Stairway to the cloud

By Philipp Grätzel von Grätz
01:07 PM

 Cross-border radiology is becoming reality

In a private cloud scenario like the one established at “Sygehus Lillebaelt”, the hospital group takes advantage of cloud-based services but still remains in charge of the server infrastructure. Outsourcing the server infrastructure is the next step. It can further reduce workload for the hospital’s IT department, and it makes it easier to realize larger-scale collaboration scenarios and even cross-border collaboration. For Peder Jest, Chief Medical Officer at Odense University Hospital, Denmark, this trend can hardly be ignored these days: “A few years from now, we will have mostly big hospitals, and they will have to think globally. We recently visited the Eppendorf University Hospital in Hamburg, Germany, because we would really like to cooperate on certain issues internationally. Cloud computing could be helpful in this context. But providers will have to describe very precisely how the workflows look and how high privacy and security can be maintained.”

Privacy and data protection are two issues that are often mentioned by healthcare providers when it comes to the question why – despite obvious advantages – cloud-based solutions have not been implemented in a particular setting. “When we talk about cross-border scenarios, ensuring that the countries’ different ethical and legal demands are met is a big topic. If healthcare IT providers are able to tackle this issue, cloud-based computing could really be worth using in international cooperation scenarios”, says Peder Jest. Long-term accessibility of data is also an issue that many healthcare providers are still worried about when it comes to thinking about cloud-based solutions. Mathiesen: “We have to store patient data for a decade and some even longer, and this means we need some kind of guarantee that the data remains accessible, for example in case of bankruptcy. Even big providers can go bankrupt, and this fact needs to be addressed somehow.”

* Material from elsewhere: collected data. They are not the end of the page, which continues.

PR #2336, opened 2019-05-20
[7.x] cylc tutorial: don't depend on PYTHONPATH being defined

oliver-sanders:
Due to packaging changes Cylc no longer inserts itself PYTHONPATH meaning that PYTHONPATH could potentially be undefined.

This causes tutorial job scripts to break due to `set -u`.

Reported by @wxtim

**[edit]** on master remove `PYTHONPATH` altogether (in a follow-on PR) after https://github.com/cylc/cylc-flow/pull/3168

PR #2340, opened 2019-05-28
tutorial suite: remove pythonpath

oliver-sanders:
Rose 2.0 equivalent of https://github.com/metomi/rose/pull/2336

Since https://github.com/cylc/cylc-flow/pull/3168 went through (with surprisingly little fuss) we can now get rid of all the horrible `PYTHONPATH` mess we have been expecting students to put up with in the tutorial suite.

Will assign reviewers once tests pass.


wxtim:
Looks like a small enough change that I'd be happy to merge.

PR #2343, opened 2019-06-03
reporter: mojibake

oliver-sanders:
This requirement comes through `rose_ana` where non-unicode characters may appear in file differences. Currently this causes Rose to bail out with a `UnicodeDecodeError`.

This change allows the error to pass and dumps non-unicode to screen if decoding fails.


oliver-sanders:
A different fix will be required on master.

oliver-sanders:
Merging on two approvals.

PR #2346, opened 2019-06-06
mojibake fix [Sphinx Fail == Master Sphinx Fail]

### LINKED ISSUE #2345: python3: mojibake
Attempt after #2317 

Allow [mojibake](https://en.wikipedia.org/wiki/Mojibake) to pass through `rose.reporter`.

This has been addressed on 2019.01.x in #2343

Likely a different fix will be required for Python3.

wxtim:
fix #2345 
I'm not actually sure that there is anything to fix in the python 3 version, but I've created a unit test.


lib/python/rose/tests/test_ancils/unicode.txt
```diff
@@ -0,0 +1,301 @@
+UTF-8 decoder capability and stress test
+----------------------------------------
+
+Markus Kuhn <http://www.cl.cam.ac.uk/~mgk25/> - 2015-08-28 - CC BY 4.0
```
wxtim: I think this is an acceptable licence for use to just bung this file in: https://creativecommons.org/licenses/by/4.0/deed.ast

oliver-sanders: May need to add it to `ATTRIBUTIONS.md` to comply.

wxtim: Done

PR #2347, opened 2019-06-07
docs: fix what-is-cylc page

oliver-sanders:
The introduction page seems to be a bit broken, the slides are fine but the regular HTML version is lacking content.

This PR changes from manually defined slides (`autoslides=False`) to automatically defined ones as used throughout the rest of the documentation. The content remains unchanged.

PR #2348, opened 2019-06-07
2019.01.x docs: fix what-is-cylc page

oliver-sanders:
Back-port of #2347, not too urgent but ideally we would slide this into next-release as it is a pretty straight-forward change.


oliver-sanders:
This appears to be unrelated, I expect this is broken on the `2019.01.x` branch, will investigate tomorrow.

Issue #2211, opened 2018-07-16
cylc tutorial: odds and ends


oliver-sanders:
Docs:

* [ ] ~Extensions for practical exercises~
* [ ] ~[Parametrisation tutorial - use parameter environment templates](https://github.com/metomi/rose/blame/2018.06.0/sphinx/tutorial/cylc/runtime/configuration-consolidation/parameters.rst#L318)~
* [ ] ~[In-situ broadcast example](https://github.com/metomi/rose/blame/2018.06.0/sphinx/tutorial/cylc/furthertopics/broadcast.rst#L96)~
* [ ] ~[Update clock-triggers to the new xtrigger system once it is stabilised](https://github.com/metomi/rose/blame/2018.06.0/sphinx/tutorial/cylc/furthertopics/clock-triggered-tasks.rst#L9)~
* [ ] ~[Cylc message tutorial](https://github.com/metomi/rose/blame/2018.06.0/sphinx/tutorial/cylc/furthertopics/suicide-triggers.rst#L520)~
* [ ] ~Run (Rose/Cylc) code examples against the Parsec upgrader to prevent deprecated syntax creeping into the docs.~
* [ ] ~Update `cylc run` commands according to https://github.com/cylc/cylc/pull/2759~

Tutorial Suite:

* [ ] Provide some sample data an instructions to use it so the tutorial suite can be run of-line.
* [ ] Rainfall data can wrap in the y dimension.
* [ ] Tidy.

sadielbartholomew:
The Cylc tutorial has now been moved to its rightful home under Cylc, in cylc/cylc-doc#38, so I am transferring this Issue to that repo accordingly.

sadielbartholomew:
OK, I was hoping to be able to use the new-ish 'Transfer issue' feature to do this, but it only seems to allow me to transfer to other repositories under this (``metomi``) organisation, not to another one, i.e. ``cylc``. (Though I'm struggling to find online documentation to confirm this or otherwise.) @oliver-sanders shall we therefore do a lift 'n shift?

oliver-sanders:
Don't migrate this issue as it needs to be split up between:

* Rose (for rose tutorial)
* Cylc-Doc (for cylc tutorial)
* Cylc-Sphinx-Extensions (for technical gubbins).
* Cylc Tutorial Suite (tutorial suite)

The Cylc Tutorial Suite is currently homeless, it will probably become (yet) another repository.

sadielbartholomew:
[...]

PR #2351, opened 2019-06-11
docs: tutorial tweaks

oliver-sanders:
Address some of the easier to fix snags in the tutorial material.

Note some of the more involved tasks are covered in #2211 and #2212.

Partly address #2212

### DIFF
--- a/sphinx/index.rst
+++ b/sphinx/index.rst
@@ -69,5 +69,7 @@ Other
 .. toctree::
    :hidden:
    :name: hidden-index
+   :glob:
 
    terms
+   course/*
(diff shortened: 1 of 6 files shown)


sphinx/index.rst
```diff
@@ -69,5 +69,7 @@ Other
 .. toctree::
    :hidden:
    :name: hidden-index
+   :glob:
 
    terms
+   course/*
```
oliver-sanders: This creates the `course` directory in which I've put the UM-UT course outline, it won't be visible from the index page but we can link users to it. Will make a note to pass the link to this page onto the UM-UT course coordinators once it is live.

sphinx/tutorial/cylc/scheduling/integer-cycling.rst
```diff
@@ -239,6 +239,13 @@ Inter-Cycle Dependencies
    ingredients, the bakery wants to purchase ingredients two batches ahead.
    This can be achieved by adding the following dependency:
 
+.. ifslides::
+
+   We need ``purchase_ingredients`` to be dependent on ``sell_bread`` from
+   two cycles before.
```
oliver-sanders: Note, this is a presenter prompt to poke the audience for an answer.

Google-ization of healthcare IT: more myth than reality

A pervasive concern is that healthcare providers might lose control over patient documents once cloud-based solutions are established that involve servers owned by commercial companies rather than the respective institutions. “We are simply not allowed to use, for example, a Google cloud to store patient documents, and I at least would not want to either”, says Mathiesen. Both Mathiesen and Jest are aware that using cloud technology in healthcare IT does not necessarily mean subscribing to Google, Amazon, Apple or the like. Healthcare IT companies like Carestream are running their own “private” clouds that have nothing to do with the internet giants.

However, issues remain: In many cases, the servers of cloud-based radiology providers will be in the country where the hospital is located, but this might not always be the case. At “Sygenus Lillebaelt”, Mathiesen is currently confronted with exactly this issue: “The region of South Denmark has decided to outsource servers and storage of its public hospitals. There is presently a tender out for the contract. If this tender is won by, for example, a South European company, it might well be that Southern Denmark’s hospital servers will no longer be in our region in the future.”

Ulf Andersson points out that both national and European legislators have realized that working with healthcare data on an international level requires proper legislation: “There is a big discussion running in Germany at the moment on how this will happen, and the European Union is also dealing with the issue.” These discussions are fueled by an increasing interest of hospitals and other medical care providers to use cloud-based solutions. This interest is not only driven by the demand for better accessibility of data and tools and for better infrastructures for cooperative care scenarios. It is also, and probably mainly, driven by financial considerations.

The business model perspective

Cloud-based healthcare IT services reduce or indeed eliminate investment costs and replace them with running costs. For a hospital, this can be attractive since the hospital administration does not have to knock at the door of local politicians every couple of years to get money for major IT investments. Instead, a hospital CEO can present the funders a yearly bill that shows what running a hospital IT infrastructure actually costs, and at the same time reduce the workload of his own IT department.

Andersson insists that this can be attractive not only for big hospitals but also for smaller facilities: “Even when we talk about small private clinics with four to five doctors, I see no compelling reason why it should be necessary to purchase an expensive IT solution instead of using a cloud-based service that enables the user to deploy whatever tool and whatever client wherever they want. And in addition, they don’t have to become IT gurus themselves to maintain the system.”

Peder Jest, too, is convinced that turning investment costs into running costs is a helpful concept: “If the providers succeed in offering us business solutions for cloud-based healthcare IT that work financially and that offer additional value to our patients at the same time, then the concept certainly will take off. At the moment, one of the problems is that many executives still know nothing about cloud computing. They stick to what they know and are not aware that there might be a technology can offer both patient benefit and a reasonable business model.”